This week Texas Housers will release the 2015 Texas Housing Tax Credit report, an analysis of the state’s competitive process to award subsidies for low income housing developments. Before the report’s release, a series of posts will explain some of our key findings how parts of the process hurt the cause of fair housing in Texas – and what can be done about it. This is part two in the series. Read part one here.
In yesterday’s blog post we examined the outsized influence that state representatives have in determining where housing tax credit developments are built. Today, let’s look at the real-world implications of that influence, and how some of our legislators use their power keep low income families out of high opportunity neighborhoods in their districts.
We can start by comparing the poverty rates for the locations of developments that community or neighborhood organizations supported but state representatives did not in this year’s tax credit application cycle, and vice versa. It suggests a dissonance between the perspectives of local community groups and their representatives. (Agency definitions of these organizations can be found here.)
A representative’s neutral response to an application nets that project zero points while their opposition deducts eight points from the application, effectively killing the project (a full explanation of the scoring system is in part one of this series). There were 24 applications throughout the state that received community organization support but received neutrality or opposition from a representative. Their average tract poverty rate is 9.6 percent, significantly less than the 15 percent average tract poverty of all 173 original projects as a whole. The average tract poverty rate of developments that received a representative’s letter of opposition was only 6.4 percent.

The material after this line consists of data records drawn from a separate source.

PR #2632, opened 2026-08-12
fix(fs/mem): Detect when mount point is already a virtual directory

fogti:
This was noticed during initramfs testing.


mkroening (approved):
Thanks! :)

PR #2634, opened 2026-08-12
ci: improve clippy job

mkroening:
This should catch https://github.com/hermit-os/kernel/pull/2633 in the future.


fogti:
Why exactly do we have `cargo xtask clippy` if we don't use it in CI?

mkroening:
> Why exactly do we have `cargo xtask clippy` if we don't use it in CI?

We did use it once but found it not to be sufficient. Hence the migration to cargo-hack. I am planning to make this nicer in the future, though.

PR #2638, opened 2026-08-13
feat(network): Use ip= parameter for configuring networking

Gelbpunkt:
This is a breaking change and replaces `HERMIT_IP`, `HERMIT_MASK`, `HERMIT_GATEWAY`, `HERMIT_DNS1` and `HERMIT_DNS2` with a single command-line parameter, `ip=`, which is heavily inspired by [Linux](https://docs.kernel.org/admin-guide/nfs/nfsroot.html#kernel-command-line).

The kernel will fall back to DHCP if it is enabled, otherwise it will now also no longer fall back to "magic" IPs, instead it will leave the interface unconfigured. Instead, only xtask contains the default static IP configuration that used to reside there *and* in the kernel.

This is in preparation for adding IPv6 support, which we decided against introducing new variables for. The same mechanism introduced here can be used to support IPv6 with minimal changes.


mkroening:
@jounathaen and @sarahspberrypi are okay with the concept. Is this also ok for you, @stlankes?

src/env/mod.rs
```diff
@@ -61,24 +69,34 @@ impl Default for Cli {
...
-					env_vars.insert(String::from("HERMIT_IP"), ip);
-				}
-				"-mask" => {
-					let mask = expect_arg(words.next(), word.as_str());
-					env_vars.insert(String::from("HERMIT_MASK"), mask);
-				}
-				"-gateway" => {
-					let gateway = expect_arg(words.next(), word.as_str());
-					env_vars.insert(String::from("HERMIT_GATEWAY"), gateway);
-				}
```
mkroening, line 81: Could you add a warning that these are no longer supported and `ip=` should be used instead? Same thing for the corresponding `hermit_var!(...)`s, which are commonly set at compile time at the moment.

src/env/ip_configuration.rs
```diff
@@ -0,0 +1,179 @@
+use core::net::Ipv4Addr;
+use core::{fmt, str};
+
+use smoltcp::wire::{IpCidr, Ipv4Cidr};
+
+#[derive(Clone, Copy, Debug, Default)]
+pub enum IpAddressConfiguration {
```
mkroening: Nit: rename to `IpAddrConfig`. Similar for the other structs and the module.

src/env/ip_configuration.rs
```diff
@@ -0,0 +1,179 @@
...
+///
+/// Fields are specified separated by colons (:), for example:
+/// - ip=none or ip=off to skip configuring the default interface
+/// - ip=dhcp to use DHCP for configuring the default interface
+/// - ip=10.0.5.3/24:10.0.5.1 to configure a static IP and gateway on the default interface
+///
+/// This is heavily inspired by the Linux kernel's parameter of the same name:
+/// <https://docs.kernel.org/admin-guide/nfs/nfsroot.html#kernel-command-line>
+#[derive(Clone, Copy, Debug, Default)]
+pub struct IpConfiguration {
```
mkroening: Nit: Move the most important type to the top of the file and the helpers down to help readers with discoverability.

mkroening (changes requested):
Thanks for taking care of this! :)

Does the format also work well with IPv6 addresses? I assume we would do something like `ip=[2001:db8::8a2e:370:7334]:[2001:db8::8a2e:370:7334]`, right?

src/env/mod.rs
Gelbpunkt: Done, wasn't so sure about the warning messages but I hope this is fine

src/env/ip_configuration.rs
Gelbpunkt: I think I ordered them in a sensible order now, please take a look :)

Gelbpunkt:
> Does the format also work well with IPv6 addresses? I assume we would do something like `ip=[2001:db8::8a2e:370:7334]:[2001:db8::8a2e:370:7334]`, right?

Yes, this is roughly what I had in mind. It will work just fine with IPv6 addresses once we do a tiny bit of modifications (since this currently hardcodes IPv4 types, but that's a trivial change later).

I believe `dhcp` should just imply both `dhcpv4` and `dhcpv6` eventually if both are available and if we want to use both IPv6 and IPv4 networking on the same interface, we can pass `ip=` simply twice, once for configuring IPv4 and once for IPv6. Alternatively we could rename `dhcp` to `dhcpv4` and make it explicit.

mkroening (approved):
Looks good to me. 👍 

Let's wait for @stlankes's opinion in a week. :)

stlankes (changes requested):
I have a few questions...

If I the invalid  ip `ip=10.0.5.4/64`, I got following panic:

```
[0][PANIC] panicked at /Users/stefan/.cargo/registry/src/index.crates.io-1949cf8c6b5b557f/smoltcp-0.14.0/src/wire/ipv4.rs:101:9:
assertion failed: prefix_len <= 32
```

Also an empty gateway panics. For instance, `ip=10.0.5.3/24::` creates following panic.

```
[0][PANIC] panicked at src/env/mod.rs:86:31:
Could not parse configuration for default interface: invalid gateway IP address
```

Should we panic on invalid input, or just log a warning?

But I like the PR!

stlankes:
@Gelbpunkt I hope that I fix merge conflicts correctly

stlankes (approved):

stlankes:
I talked to @mkroening and now I am finde with the PR

PR #2642, opened 2026-08-15
refactor: implement `is_uhyve()` via FDT

mkroening:


fogti (approved):

src/env/start_info/hermit_entry.rs
```diff
@@ -33,9 +33,14 @@ unsafe impl FdtStartInfo for BootInfo {
...
-		use hermit_entry::boot_info::PlatformInfo;
+		let Some(fdt) = self.fdt() else {
+			return false;
+		};
 
-		matches!(self.platform_info, PlatformInfo::Uhyve { .. })
+		fdt.root()
+			.compatible()
+			.all()
+			.any(|compatible| compatible.contains("uhyve"))
```
fogti: testing for `",uhyve"` might be more precise. Or just for equality with `"hermit,uhyve"` (tho that might be too restrictive in regards to forward-compatibilty) (`.compatible().all()` splits on null-bytes)

mkroening: What is the benefit of ensuring we only match Uhyve models and not Uhyve manufacturers?

fogti: my main concern would be that we match any string containing `uhyve`, and not just those in which `uhyve` is a separate word (optimally, I'd prefer splitting (via `.flat_map(_)`) also on commas and maybe white-space, then match exactly `uhyve` on any of those components).

mkroening: What would be an example of a string containing `uhyve`, that we don't want to match?

fogti: idk, but given the usual VMM naming scheme of `${something}hyve`, smth. like `auhyve` wouldn't be that unexpected.

mkroening: Okay, then let's go with `hermit,uhyve` for now.

fogti (approved):

PR #2645, opened 2026-08-16
feat: make `loader` and `uhyve` non-default features

mkroening:
This PR prepares for:
- https://github.com/hermit-os/kernel/pull/2366

Currently, PVH is mutually exclusive with `loader` and `uhyve` and I don't think it is worth the effort to support multiple distinct start info structs at the same time. This PR makes `loader` and `uhyve` non-default features, so any start method needs to be opted into.


stlankes (approved):

mkroening:
We need to discuss this first.

PR #2650, opened 2026-08-16
refactor(acpi): migrate to arch-independent `acpi` crate

mkroening:
This is useful for:
- https://github.com/hermit-os/kernel/issues/2649

This closes:
- https://github.com/hermit-os/kernel/issues/391

This depends on:
- https://github.com/hermit-os/kernel/pull/2667

PR #2656, opened 2026-08-17
fix(scheduler): avoid boot loop when aborting before core scheduler is initialized

mkroening:
Found while working on:
- https://github.com/hermit-os/kernel/pull/2650


mkroening:
Hmm, I cannot reproduce this anymore.

PR #2662, opened 2026-08-18
make `read_entropy` forward-secure

joboet:
This makes the RNG used for `read_entropy` forwards-secure by employing J.D. Bernstein's [fast-key-erasure construction](https://blog.cr.yp.to/20170723-random.html) while keeping ChaCha20 as the primitive. The blog post contains a more detailed description, but simply put the problem with the current RNG is that it is possible to reconstruct past outputs (and not just future ones) by looking at the current RNG state. The fast-key-erasure RNG prevents this while preserving the performance of the underlying cryptographic primitive.

The other change introduced here is that `read_entropy` will not ever fail once the initial seed is available. The only consequence of this is that the RNG will not be able to recover from state compromise if the hardware or hypervisor source becomes inaccessible.

### DIFF
--- a/Cargo.lock
+++ b/Cargo.lock
@@ -885,6 +885,7 @@ dependencies = [
  "virtio-spec",
  "volatile 0.6.1",
  "x86_64",
+ "zeroize",
 ]
 
 [[package]]
@@ -1492,7 +1493,7 @@ source = "registry+https://github.com/rust-lang/crates.io-index"
 checksum = "3e6af7f3e25ded52c41df4e0b1af2d047e45896c2f3281792ed68a1c243daedb"
 dependencies = [
  "ppv-lite86",
- "rand_core 0.10.0",
+ "rand_core 0.10.1",
 ]
 
 [[package]]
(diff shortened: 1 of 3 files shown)


mkroening (approved):
Thanks, looks good to me! Could you take care of Clippy? :)

joboet:
Sure, done! I had to switch back to `rand_chacha` since `chacha20` doesn't compile with SSE2 disabled (LLVM returns "Do not know how to split the result of this operator!", see https://github.com/rust-lang/rust/issues/158532) – unfortunately that means the RNG has to be zeroised manually. Also, `rand_chacha` doesn't have `set_block_pos`, only `set_word_pos`, so I've emulated that.

mkroening:
> Sure, done! I had to switch back to `rand_chacha` since `chacha20` doesn't compile with SSE2 disabled (LLVM returns "Do not know how to split the result of this operator!", see [rust-lang/rust#158532](https://github.com/rust-lang/rust/issues/158532)) – unfortunately that means the RNG has to be zeroised manually. Also, `rand_chacha` doesn't have `set_block_pos`, only `set_word_pos`, so I've emulated that.

Thanks! :)

PR #2663, opened 2026-08-18
build(deps): Upgrade to arm-gic 0.9

Gelbpunkt:
Since the arm-gic crate can now figure out whether we have a GICv3 or GICv4 on its own, we don't need to inspect the compatible of the interrupt controller node anymore.

While I'm at it, I decided to replace the hardcoded lookup path for the GIC with a lookup by compatible to ensure that we retain the previous behavior of panic on unsupport GIC version.


mkroening (approved):
Thanks! :)

PR #2666, opened 2026-08-19
tests: update default loader path

mkroening:
Depends on https://github.com/hermit-os/kernel/pull/2660.


mkroening:
Seems too invasive. I'll remove this soon anyway, hopefully.

PR #2668, opened 2026-08-19
feat(acpi): support shutdown of HW-reduced ACPI platforms

### LINKED ISSUE #2649: Modern ACPI shutdown is missing
We currently implement ACPI shutdowns via PM1, which is legacy and not supported by all platforms (e.g., Cloud Hypervisor). We should use FADT to shut down instead.

mkroening:
This makes our ACPI shutdown procedure more conformant and adds support for shutting down HW-reduced ACPI platforms such as Cloud Hypervisor.

Closes https://github.com/hermit-os/kernel/issues/2649.

Depends on:
- https://github.com/hermit-os/kernel/pull/2650


mkroening:
I have rebased on the AML interpreter drop, and I dropped d5dea6634b0c376bdb6d9ecb0d0f868f8aed0d7e and 82e872ebf94ae46370511969b83d7fe764b182e3.

PR #2669, opened 2026-08-19
fix(virtqueue): order descriptor publication against the notification check

stlankes:
Both rings decide whether to notify the device by reading state the device writes, right after publishing a descriptor, with nothing ordering the two. The preceding barrier orders the descriptor contents against the field that publishes them, not that field against this later load, so a weakly ordered machine can read the flag before our publication is visible.

This causes deadlocks in polling mode, which are prevented by adding memory barriers.


mkroening (approved):
Looks good to me! 👍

Now let’s reverse this selection and look at projects that did not receive community organization support but did receive representative support, as happened 17 times this year. The 17 projects are located in Census tracts with an average poverty rate of 19.3 percent, more than double that of the projects community organizations supported and representatives did not.
Practically speaking, if a state representative does not support a tax credit development in their district, that development is very unlikely to be built. Of the 32 projects that received opposition or neutrality from a representative this year, only one project, in a rural region with little competition, narrowly won an allocation of tax credits. The other 31 projects either didn’t score well enough due to a representative’s negative or neutral score, or withdrew from the competition altogether before awards were announced, knowing that their chances of winning were slim to none.
This year 13 state House members had the opportunity to submit a letter on more than one project seeking an award within their district. Their individual actions are a microcosm for the program-wide effect of state representative letters. Five of the 13 representatives chose to not submit a letter on multiple or all projects in their district; the 11 projects that fell victim to this inaction have an average tract poverty rate of just 7 percent. Four other representatives chose to support family or elderly developments in high poverty areas while simultaneously opposing family developments in low poverty areas — exactly the opposite of what we would expect from a state that claims to be “affirmatively furthering fair housing.”
The effect of support points is striking. This year, projects located in Census tracts where the median household income (MHI) is in the bottom quarter of the county or metro area made up only 27 percent of the original pool of applicants. Yet they make up 33 percent of the awardees after support points were factored in. Conversely, projects in highest quarter of MHI tracts made up 49 percent of the original pool of applicants, but only 39 percent of awardees.
Additionally, elderly-only projects fare differently than general population projects where families can live. Elderly developments are often (though not always) more politically palatable for representatives to support, as neighbors are often less opposed to housing for elderly people being built in their neighborhood. The average tract poverty rate for the 17 elderly developments (removing one outlier at 57 percent) is only 12 percent, while the same for the 45 family development awardees this year (removing one outlier at 50 percent) is 17 percent. Nearly half of elderly awardees are located in tracts where the poverty rate is less than 10 percent, yet less than a quarter of projects for families received an award in these same high opportunity areas, despite the fact the 40 percent of the original pool of family applicants were located in such areas.
Take the Dallas-Fort Worth area, which has been at the center of a fair housing controversy over the use of tax credits that reached the U.S. Supreme Court earlier this year. Eight tax credit developments in DFW received an award this year. Before support points were added, the eight highest-scoring developments had:
- 709 low income family units in seven developments
- 123 elderly units in one development
After support points were added, however, the top eight developments had only:
- 337 family units in three developments
- 601 elderly units in five developments
All but one of the original top eight received a neutral or opposing response from a state representative, and four received all other types of support points. While the pre-support applications had an average tract poverty rate of 8.7 percent, the post-support awardees have a rate of 15.9 percent, with two of the three family developments in tracts where poverty rates exceed 35 percent.
The housing tax credit award system should fund housing for families with children in high quality neighborhoods. But as long as state representatives have executive power to approve or veto tax credit housing in their districts, housing will be disproportionately located in low opportunity areas and disproportionately skewed toward more politically palatable elderly-only developments.